PR #302, opened 2025-08-26
Better support for inferred generics

keyboardDrummer:
### What was changed?
- Improve behavior when constructing objects with implicit generic arguments

### How has this been tested?
- Added a new test file

### DIFF
--- a/verifier/src/main/java/com/aws/jverify/verifier/compiler/simplifications/ImmutableTypeCompiler.java
+++ b/verifier/src/main/java/com/aws/jverify/verifier/compiler/simplifications/ImmutableTypeCompiler.java
@@ -222,11 +222,7 @@ public class ImmutableTypeCompiler {
             typeArgs = compiler.getOwnAndEnclosedTypeParameters(newClass.type.tsym).map(
                     tp -> compiler.translateType(tp.type, compiler.toOrigin(tp))).collect(Collectors.toList());
         }
-        
-        typeArgs.addAll(newClass.typeargs.map(expressionCompiler.compiler::translateType));
-        if (newClass.clazz instanceof JCTree.JCTypeApply typeApply) {
-            typeArgs.addAll(typeApply.arguments.map(expressionCompiler.compiler::translateType));
-        }
+        typeArgs.addAll(newClass.type.getTypeArguments().map(t -> expressionCompiler.compiler.translateType(t, origin)));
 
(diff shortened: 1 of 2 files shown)


verifier/src/main/java/com/aws/jverify/verifier/compiler/simplifications/ImmutableTypeCompiler.java
```diff
@@ -222,11 +222,7 @@ public static Expression translateNewRecord(ExpressionCompiler expressionCompile
             typeArgs = compiler.getOwnAndEnclosedTypeParameters(newClass.type.tsym).map(
                     tp -> compiler.translateType(tp.type, compiler.toOrigin(tp))).collect(Collectors.toList());
         }
-        
-        typeArgs.addAll(newClass.typeargs.map(expressionCompiler.compiler::translateType));
-        if (newClass.clazz instanceof JCTree.JCTypeApply typeApply) {
-            typeArgs.addAll(typeApply.arguments.map(expressionCompiler.compiler::translateType));
-        }
+        typeArgs.addAll(newClass.type.getTypeArguments().map(t -> expressionCompiler.compiler.translateType(t, origin)));
```
oyendrila-dobe, line 225: Just curious: The static class JCNewClass (type of newClass) seems to use `type` which is a non-static member of the enclosing abstract class. How are we able to use the `.type` on `newClass`?

oyendrila-dobe (approved):
LGTM

verifier/src/main/java/com/aws/jverify/verifier/compiler/simplifications/ImmutableTypeCompiler.java
keyboardDrummer: If you nest a class inside another class in Java, and do not put the `static` keyword in front of the nested class, then the nested one gets access to all instance fields of the outer class. At runtime it maintains a reference to the enclosing class. Could this feature explain what you're seeing?

oyendrila-dobe: That makes sense. However, the nested class here is marked with `static` which is why i was not expecting it to be able to refer to the `non-static` fields in the enclosing class. 
Turns out `JCNewClass` extends classes that ultimately extends JCTree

★ ★ ★ ★

WORK TASK – Lines before the one containing "oyendrila-dobe: That makes" stay out; reproduce that line and all the lines after it, through the end of the listing, exactly.

SOLUTION TO THIS PROBLEM –
oyendrila-dobe: That makes sense. However, the nested class here is marked with `static` which is why i was not expecting it to be able to refer to the `non-static` fields in the enclosing class. 
Turns out `JCNewClass` extends classes that ultimately extends JCTree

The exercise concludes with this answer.